Officials with both organizations said the deal involved no exchange of money, only a transfer of land titles.
“Convoy of Hope is thrilled that the deal was mutually beneficial, and we enjoyed working with Springfield Rugby Club,” Convoy of Hope spokesperson Ethan Forhetz said via email, declining to disclose the organization’s investment in the Sawyer Road property upgrades.
Martin said the former facility also was used by the women’s team, which was founded in 2015 and competes as Queen City Chaos. It didn’t have electricity or running water, making the clubs’ new home a significant upgrade, he said.
“It’s exceeding expectations. I was a bit skeptical that they were going to be able to get the grass to grow on time, especially this summer with how exhaustively hot it was,” he said. “But it’s grown in, and the grass is good, and the pavilion is great.”
Practices started in early August leading up to the start of the men’s fall season on Sept. 10. Martin said the fall slate typically runs in September and October followed by a spring season from March through late April or early May.
All Springfield Rugby matches are played on Saturdays, home and away, and are free to attend, Martin said.
“I’ve never been to a rugby match that’s charged admission.

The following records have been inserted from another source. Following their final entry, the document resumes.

PR #964, opened 2024-04-06
Metal shaders for memory efficient self attention on large sequences

bpkeene:
Implements metal shaders for:

o = mx.fast.scaled_dot_product_attention(queries, keys, values, scale=scale, mask=None)

Supports fp16, fp32 dtypes; flexible hidden dimension, currently templated for 64 and 128.

Causal masking for prompt encoding not yet implemented, this shader is focused at present on full self-attention.

### Context
We're continuing the work started with https://github.com/ml-explore/mlx/pull/735 and following up with memory savings for the self-attention use case common in diffusion transformer workflows such as [Stable Diffusion 3](https://arxiv.org/pdf/2403.03206).  In particular, we observe memory savings for the 8-b use case of > 5GB for float32.  Current shaders are implemented using Steel-like GEMM primitives in MLX style, with potential for performance tuning to improve latency while retaining the memory savings.

### Supported
- Supports `mx.float16` and `mx.float32` dtypes
- Supports [head_dim](https://github.com/ml-explore/mlx-examples/blob/main/llms/mistral/mistral.py#L58C44-L58C57)=64,128 (covers most 7b+ LLMs)
- MHA supported (no MQA, no GQA)
- Unsupported use cases still go through MLX primitives under the hood.
- No backward pass implementation (inference-only kernel)

## Checklist

### DIFF
--- a/mlx/backend/metal/scaled_dot_product_attention.cpp
+++ b/mlx/backend/metal/scaled_dot_product_attention.cpp
@@ -29,9 +29,28 @@ void sdpa_full_self_attention_metal(
     array& out,
     std::vector<array>& temporaries) {
   std::ostringstream kname_self_attention;
-  kname_self_attention << "fast_inference_self_attention_";
+  kname_self_attention << "steel_gemm_attention_";
+
+  constexpr const int bm = 16;
+  constexpr const int bn = 16;
+  const int bk = q.shape(-1); // already forced to be 64 or 128
+
+  if (bk != 64 && bk != 128) {
+    throw std::runtime_error(
+        "[ScaledDotProductAttention::eval_gpu]: hidden dim: expected either 64, 128");
+  }
+
+  constexpr const int wm = 2;
+  constexpr const int wn = 2;
 
   std::string delimiter = "_";
+
+  kname_self_attention << "bm_" + std::to_string(bm) + delimiter;
+  kname_self_attention << "bn_" + std::to_string(bn) + delimiter;
+  kname_self_attention << "bk_" + std::to_string(bk) + delimiter;
+
+  /*   template [[host_name("steel_gemm_attention_bm_" #bm        \
+   "_bn_" #bn "_bk_" #bk "_itype_" #itype) */
 
   for (const auto& arr : {k, v, out}) {
     if (arr.dtype() != q.dtype()) {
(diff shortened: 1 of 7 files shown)


bpkeene:
Marking as draft, currently working through some numerical issues via separate workflow, and will add CPU side bindings + dispatch, test & docs - sharing a current status and will update this PR

bpkeene:
Working on benchmarks

mlx/backend/metal/scaled_dot_product_attention.cpp
```diff
@@ -19,6 +19,97 @@
...
+  const uint n_kv_heads = k.shape(1);
+
+  MLXScaledDotProductAttentionParams params{
+      query_sequence_length,
+      n_q_heads,
+      n_kv_heads,
+      1 /* self attention: unused */,
+      alpha};
+
+  set_array_buffer(compute_encoder, q, 0);
```
awni, line 97: These changed to `compute_encoder.set_input_array` (for inputs) and `compute_encoder.set_output_array` for outputs of the shader.

mlx/backend/metal/scaled_dot_product_attention.cpp
```diff
@@ -19,6 +19,97 @@
...
+  } else {
+    throw std::runtime_error(
+        "[ScaledDotProductAttention::eval_gpu]: NYI: sequence length > 16384");
+  }
+
+  constexpr const uint nsimd = 16;
+  constexpr const uint rows_per_tgroup = 16;
+  const int tgp_y_indices = ((int(qseq) - 1) / rows_per_tgroup) + 1;
+
+  auto compute_encoder = d.get_command_encoder(s.index);
```
awni, line 77: This changes to `auto& compute_encoder ...`

bpkeene:
Hi folks, 
Latency - Self Attention SDPA
Memory - Self Attention SDPA

Attaching some graphs for measured latency on M3 Max and some estimated memory savings per attention block (empirically observed at several data points, graph here obtained via formulas)

bpkeene:
Some room for improvement on larger sequences re: latency, with a divergence after ~2300 sequence length, though the memory savings exceeds 1GB ~2k, and is approaching 5GB at 4250 sequence length (SD3 8B use case).  

All measurements were with batch size 2, heads = 38, hidden dim = 64, and float32 on M3 Max / 48GB.

python/tests/test_fast_sdpa.py
```diff
@@ -32,9 +32,82 @@ def repeat(a):
...
+
+        Dk = 64
+
+        if self.is_apple_silicon:
+            dtypes.append(np.half)
+
+        for SEQUENCE_LENGTH in [63, 129, 400, 1178, 2202]:
+            for DTYPE in dtypes:
+                if DTYPE == np.float32 and SEQUENCE_LENGTH > 8192:
+                    continue
```
awni, line 73: There is no `8192` as far as I can tell

python/tests/test_fast_sdpa.py
```diff
@@ -32,9 +32,82 @@ def repeat(a):
...
+
+        dtypes = [np.float32]
+
+        Dk = 64
+
+        if self.is_apple_silicon:
+            dtypes.append(np.half)
+
+        for SEQUENCE_LENGTH in [63, 129, 400, 1178, 2202]:
+            for DTYPE in dtypes:
```
awni, line 71: We might want to make these test cases a bit smaller and then move a more comprehensive set to our longer running test suite (which is not public). Our CI test machines are not that big..

mlx/fast.cpp
```diff
@@ -559,15 +562,25 @@ array scaled_dot_product_attention(
...
+      !mask.has_value() && supported_head_dim_self_attn &&
+      n_q_heads == n_kv_heads && final_type != bfloat16 &&
       stream.device == Device::gpu;
-  // TODO, update routing conditions post further tuning
+
+  // fast decoding gpu shader
+  bool implementation_supports_use_case = batch_dim == 1 &&
+      query_sequence_length == 1 && !mask.has_value() && supported_head_dim &&
+      final_type != bfloat16 && stream.device == Device::gpu;
   implementation_supports_use_case &= false;
```
awni, line 581: Let's default to off until we improve perf regression over the fallback option.

mlx/fast.cpp
```diff
@@ -529,9 +529,12 @@ array scaled_dot_product_attention(
    * * CPU implementation
    * * batch size > 1
    * * query sequence length > 1
```
awni, line 531: No longer true right?

mlx/fast.cpp
```diff
@@ -529,9 +529,12 @@ array scaled_dot_product_attention(
...
+   * * query sequence length < 16 (e.g. for speculative decoding)
+   * * query sequence length > 16 && non-null mask (causal attention)
```
awni, line 533:
```suggestion
   * * query sequence length > 16 (causal attention)
```

`non-null mask` is mentioned below.

mlx/fast.cpp
awni, line 581: Could you change the condition names slightly. Something like:

- `supports_sdpa`
- `supports_full_self_attention`

Then `implementation_supports_use_case = supports_sdpa | supports_full_self_attention`.

I think it will be a bit more clear what's going on there.

awni:
@bpkeene left a few minor comments. Could you address? Once updated we can run the tests and get this merged.

bpkeene:
Updated with the requested changes, thank you for the prompt review!

awni (approved):
🚀 🚀 🚀

PR #967, opened 2024-04-07
[feat] upsample with bicubic interpolation

gathierry:
## Proposed changes

- Enable `mode="cubic"` for `nn.Upsample` with bicubic interpolation
- Refactor the function `upsample_linear()` a little to reuse part of the code
- Remove `indices = mx.clip(indices, 0, N - 1)` in `_scaled_indices ()` to align the result with PyTorch. Add another two lines in `_linear_indices()` to make sure the linear interpolation result won't change.

## Not covered in this PR

- The numerical results are aligned to PyTorch only when the `input_size * scale_factor` is an integer (tested in `test_upsample.py`. Otherwise the indices selections of the two frameworks are different. The same thing also happens to the existing `linear` and `nearest` interpolations.

## Checklist

### DIFF
--- a/python/mlx/nn/layers/upsample.py
+++ b/python/mlx/nn/layers/upsample.py
@@ -181,7 +181,7 @@ class Upsample(Module):
             Otherwise, the number of scale factors provided must match the
             number of spatial dimensions.
         mode (str, optional): The upsampling algorithm, either ``"nearest"``,
-            ``"linear"`` or ``cubic``. Default: ``"nearest"``.
+            ``"linear"`` or ``"cubic"``. Default: ``"nearest"``.
         align_corners (bool, optional): Changes the way the corners are treated
             during ``"linear"`` upsampling.  See the note above and the
             examples below for more details.  Default: ``False``.
--- a/python/mlx/nn/layers/upsample.py
+++ b/python/mlx/nn/layers/upsample.py
@@ -164,13 +164,14 @@ class Upsample(Module):
     For example, an audio signal would be 3D with 1 spatial dimension, an image
     4D with 2 and so on and so forth.
 
-    There are two upsampling algorithms implemented nearest neighbor upsampling
-    and linear interpolation. Both can be applied to any number of spatial
-    dimensions and the linear interpolation will be bilinear, trilinear etc
-    when applied to more than one spatial dimension.
+    There are three upsampling algorithms implemented nearest neighbor upsampling,
+    linear interpolation, and cubic interpolation. All can be applied to any number
+    of spatial dimensions. The linear interpolation will be bilinear, trilinear etc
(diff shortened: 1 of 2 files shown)


python/mlx/nn/layers/upsample.py
```diff
@@ -154,6 +218,18 @@ class Upsample(Module):
                [1.66667, 2, 2.33333, 2.66667],
                [2.33333, 2.66667, 3, 3.33333],
                [3, 3.33333, 3.66667, 4]], dtype=float32)
+        >>> b = nn.Upsample(scale_factor=2, mode='cubic')
```
angeloskath, line 221: I would remove the extra examples and add the new mode in the docs above.

angeloskath (commented):
This looks great! I left some comments. I also did a small benchmark and unfortunately doing 16 gathers has its toll. This is ~5x slower than PTs.

Given that it should most probably never be used in the hot path it is not too bad to merge it I believe.

python/mlx/nn/layers/upsample.py
```diff
@@ -35,12 +35,56 @@ def _linear_indices(N, scale, align_corners, dim, ndims):
     weight = indices - indices_l
     weight = mx.expand_dims(weight, -1)
 
+    # padding with border value
+    indices_l = mx.clip(indices_l, a_min=0, a_max=N - 1)
+    indices_r = mx.clip(indices_r, a_min=0, a_max=N - 1)
```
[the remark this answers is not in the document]
gathierry: Thanks for pointing out. For linear interpolation, we can definitely merge it into one line. But for bicubic, we have to do this clip after computing the `weight`. So I move it down for `bilinear` as well to keep the consistency. I'll move it to line 32 as one single line.

python/mlx/nn/layers/upsample.py
gathierry: nice catch. I forgot to update the docstring

python/mlx/nn/layers/upsample.py
```diff
@@ -121,8 +180,8 @@ class Upsample(Module):
             If a ``float`` is provided, it is the multiplier for all spatial dimensions.
             Otherwise, the number of scale factors provided must match the
             number of spatial dimensions.
-        mode (str, optional): The upsampling algorithm, either ``"nearest"`` or
-            ``"linear"``. Default: ``"nearest"``.
+        mode (str, optional): The upsampling algorithm, either ``"nearest"``,
```
angeloskath, line 183: Perfect. Would it be too much to ask you to change the paragraph above as well?

gathierry: Not at all, I should have updated that all at once. Sorry for overlooking the other part of the doc. I just have a new commit.

angeloskath (approved):
Looks great thanks!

It’s very rare you’ll come to a rugby match at our level and be forced to pay to watch,” he said. “The club makes money primarily through dues and that’s through the player.”
The men’s team typically comprises 23 players and they pay $80 in dues per season. Rookies are excluded from payments for their first year, Martin said.
The organization’s annual budget is small, roughly $6,000-$8,000, he said, adding fundraising and merchandise sales, which includes shirts, hats and stickers, pull in around $3,000-$4,000 per year.
Sponsorship levels for the team range $500-$5,000, Martin said, adding Wire Road Brewing Co. in Battlefield and Washboard Cafe in Willard are among this season’s sponsors.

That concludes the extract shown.